Comparing the μ-maps that only include the 307 keV scatter to the μ-maps that include both 307 keV and 511 keV scatter shows negligible differences in SSIM, NRMSE, and bias distribution in both μ-maps and their corresponding activity maps. However, although the μ-maps including the scatter were scaled, they still suffer from scatter artifacts, particularly in the abdominal region. This results in degradation of SSIM, NRMSE, and bias in both μ-maps and activity maps, when compared to μ-maps with no scatter. In all organs of interest, except for the lungs, the activity map mean bias exceeds ±10%, when scattered events are included in the μ-maps. The left ventricle blood pool, the liver, and the hip bone marrow show the highest mean biases in the activity maps, with 24%, 18%, and 17% bias, respectively, when the scatter is included in the μ-maps.

Increasing the energy threshold to 290 keV improves the image quality and quantification of the μ-maps when the scatter is included. Comparing the SSIM and NRMSE plots for the μ-maps and their corresponding activity maps shows that using a 290 keV threshold reduces the difference between the μ-maps reconstructed with and without the scatter. This is also observed in the bias distribution plots for attenuation and activity maps, where bias is reduced in all organs of interest, except for the skull bone, when the 290 keV threshold is used in the μ-maps that include the scatter. However, the activity map mean bias still exceeds the ±10% range in most organs of interest, except for lungs and the cerebrum. In this case, the left ventricle blood pool, the liver, and the hip bone marrow biases are reduced to 15%, 14%, and 12%, respectively.

Discussion

The simulated uEXPLORER geometry shows an overestimation of the sensitivity, compared to the measured total sensitivity and peak sensitivity values reported by Spencer et al. (11). This is probably due to absence of count loss and detector efficiency modeling in the GATE model used. However, this overestimation is included for all three scanner geometries, and the presented comparisons should be minimally impacted by it. The shape of the axial sensitivity profile of the simulated uEXPLORER geometry matches the measurement results with a 170-cm line source and includes the triangular shapes introduced by the maximum unit difference policy. The comparison of the sensitivity profile to the other two shorter geometries is only representative of the scatter-free sensitivity at 511 keV, and the sensitivity differences between the three geometries become smaller as the attenuation medium is introduced and for 307 keV emissions. Furthermore, the 170-cm line source sensitivity, representing a standard human height, has emissions outside the scan length of the two shorter scanner geometries, which also affect the sensitivity profile measurements. The simulated line source and the XCAT phantom were both centered in the AFOV of the uEXPLORER scanner, similar to the scanning protocols performed on the clinical system. For the two shorter scanner geometries, the scan positions for the simulations were selected to cover the head to thighs. Depending on the clinical application, the scan position can be adjusted for the two long-AFOV scanner geometries differently to move the brain and the chest region to higher sensitivity areas.

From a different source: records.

PR #1156, opened 2023-02-23
Fix issue with a delayed check of the context cancelation

ckaznocha:
If a context is canceled after a guest func call has returned it could cause the module to close in some cases. This change ensures that a delayed check of the context cancelation is ignored.

I've also reduced the cost of context cancelation a bit.

### DIFF
--- a/internal/wasm/call_context.go
+++ b/internal/wasm/call_context.go
@@ -73,17 +73,26 @@ func (m *CallContext) FailIfClosed() (err error) {
 //
 // Callers of this function must invoke the returned context.CancelFunc to release the spawned Goroutine.
 func (m *CallContext) CloseModuleOnCanceledOrTimeout(ctx context.Context) context.CancelFunc {
+	// Creating an empty channel in this case is a bit more efficient than
+	// creating a context.Context and canceling it with the same effect. We
+	// really just need to be notified when to stop listening to the users
+	// context. Closing the channel will unblock the select in the goroutine
+	// causing it to return an stop listening to ctx.Done().
 	cancelChan := make(chan struct{})
-	go m.closeModuleOnCanceledOrTimeoutClosure(ctx, cancelChan)
+	go m.closeModuleOnCanceledOrTimeout(ctx, cancelChan)
 	return func() { close(cancelChan) }
 }
 
-// closeModuleOnCanceledOrTimeoutClosure is extracted from CloseModuleOnCanceledOrTimeout for testing.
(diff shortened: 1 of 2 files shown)


internal/wasm/call_context.go
```diff
@@ -73,29 +73,27 @@ func (m *CallContext) FailIfClosed() (err error) {
 //
 // Callers of this function must invoke the returned context.CancelFunc to release the spawned Goroutine.
 func (m *CallContext) CloseModuleOnCanceledOrTimeout(ctx context.Context) context.CancelFunc {
-	goroutineDone, cancelFn := context.WithCancel(context.Background())
-	go m.closeModuleOnCanceledOrTimeoutClosure(ctx, goroutineDone)()
-	return cancelFn
+	cancelChan := make(chan struct{})
```
codefromthecrypt, line 76: maybe add a comment about why not context.WithCancel or if too long a blurb in RATIONALE.md? Seems took enough work to want to keep that info in case it gets "fixed" later ;)

codefromthecrypt (approved):
Thanks very much for the help on this very subtle bug!

internal/wasm/call_context.go
codefromthecrypt: I guess basically the main thing is to say how this prevents arbitrary choice of the wrong branch in the select, not necessarily about cancelcontext, but in any case whichever part of this is critical to correctness would be a great place to comment/warn to prevent someone from undoing this later.

ckaznocha: For sure, added some comments. To be clear this bit didn't fix the bug, this was just to reduce the resources enabling `WithCloseOnContextDone` uses a bit.

internal/wasm/call_context.go
```diff
@@ -73,29 +73,36 @@ func (m *CallContext) FailIfClosed() (err error) {
...
-				return
-			case <-goroutineDone.Done():
-				return
+// closeModuleOnCanceledOrTimeout is extracted from CloseModuleOnCanceledOrTimeout for testing.
+func (m *CallContext) closeModuleOnCanceledOrTimeout(ctx context.Context, cancelChan <-chan struct{}) {
+	select {
+	case <-ctx.Done():
+		select {
+		case <-cancelChan:
+			// In some cases by the time this goroutine is scheduled, the caller
```
codefromthecrypt, line 92: fantastic!

codefromthecrypt (approved):
great job

mathetake:
awesome, thanks @ckaznocha !

PR #1158, opened 2023-02-24
Close and return immediately if the context is already canceled

ckaznocha:


codefromthecrypt (approved):
As this is guarded with a boolean check, I don't think we need to do the before/after bench.

Thanks for backfilling the tests!

mathetake:
👍

PR #1165, opened 2023-02-24
Set Memory.Max to min(user-memory-limit, sys-memory-limit) on load

### LINKED ISSUE #1153: Let modules with max memory beyond memory limit grow up to memory limit
When compiling a binary with emscripten's `-sALLOW_MEMORY_GROWTH=1`, the resulting memory is configured as `initial=256 max=32768`. When wazero is uses with a memory limit between those bounds using [WithMemoryCapacityFromMax](https://pkg.go.dev/github.com/tetratelabs/wazero#RuntimeConfig.WithMemoryCapacityFromMax), wazero will fail with an error like
```
section memory: max 32768 pages (2 Gi) over limit of 512 pages (32 Mi)
```
at module compilation.

When the wasm module's max memory is beyond wazero memory limit, but the initial setting is below the wazero limit, wazero successfully compiles and instantiate a module and only triggers a failure once the requested memory grows beyond the limit.

- Check if emscripten could compile without a maximum memory configuration. From my look into the project they conditionally compile things differently if >2GB could be addressed, which is presumably why they have a max rather than not specifying a max.
- Understand how this works in other runtimes. I didn't find any cli arguments in wasmer/wasmtime to limit memory size and didn't manage to use their rust bindings to test.

**Additional context**
Based on my reading of https://www.w3.org/TR/2019/REC-wasm-core-1-20191205/#memories%E2%91%A0
> The [min](https://www.w3.org/TR/2019/REC-wasm-core-1-20191205/#syntax-limits) size in the [limits](https://www.w3.org/TR/2019/REC-wasm-core-1-20191205/#syntax-limits) of the memory type specifies the initial size of that memory, while its [max](https://www.w3.org/TR/2019/REC-wasm-core-1-20191205/#syntax-limits), if present, restricts the size to which it can grow later. Both are in units of [page size](https://www.w3.org/TR/2019/REC-wasm-core-1-20191205/#page-size).

And section [4.5.3.7. Growing memories](https://www.w3.org/TR/2019/REC-wasm-core-1-20191205/#growing-memories%E2%91%A0), it seems like the max limit should apply when modules are growing their memory. While these official specs don't mention anything about implementation defined limits, limiting on growth fit my expectations better than what happens now.

To reproduce:
```
$ cat main.cc
#include <iostream>

int main() {
    std::cout << "Hello World!";
    return 0;
}
$ emcc --version
emcc (Emscripten gcc/clang-like replacement + linker emulating GNU ld) 3.1.30-git
$ emcc -sSTANDALONE_WASM -sALLOW_MEMORY_GROWTH=1 -o main.wasm main.cc
$ wasm-objdump -x --section='memory' main.wasm

main.wasm:      file format wasm 0x1

Section Details:

Memory[1]:
 - memory[0] pages: initial=256 max=32768
```
produces the message above with at `v1.0.0-pre.9`:
```go
package main

import (
	"context"
	_ "embed"
	"fmt"
	"log"
	"os"

	"github.com/tetratelabs/wazero/imports/emscripten"
)

//go:embed main.wasm
var wasmBytes []byte

func main() {
	ctx := context.Background()

	runtimeConfig := wazero.NewRuntimeConfig().
		WithMemoryLimitPages(512)
	r := wazero.NewRuntimeWithConfig(ctx, runtimeConfig)
	defer r.Close(ctx)

		WithStdout(os.Stdout).
		WithStderr(os.Stderr)

	emscripten.MustInstantiate(ctx, r)

	compiledModule, err := r.CompileModule(ctx, wasmBytes)
	if err != nil {
		log.Panicln(err)
	}
	if _, err := r.InstantiateModule(ctx, compiledModule, config); err != nil {
		} else if !ok {
			log.Panicln(err)
		}
	}
}
```

evacchi:
Updated `newMemorySizer()` to return the updated value, but also
ensure that an invalid `max` still throws an error (invalid module).

- Minor cleanup to use the `memorySizer` type instead of the full
  func signature for clarity
- Added a wat+wasm under `internal/integration_test/vs/testdata/`
  simply because that's where the other cache-related testdata was.

Closes #1153


codefromthecrypt (approved):
great quality work!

Comparison of the reconstructed images of the simulated NEMA image quality phantom and its contrast recovery coefficient and background variability to the results presented by Spencer et al. (11) using 2.344-mm voxels and no PSF modeling shows good agreement between the results obtained with the commercial scanner compared to the simulated model and the reconstruction framework used in this work. This suggests that similar image quality can be expected between experimental implementation of the methodology used in this paper and the simulated results upon successful incorporation of data corrections.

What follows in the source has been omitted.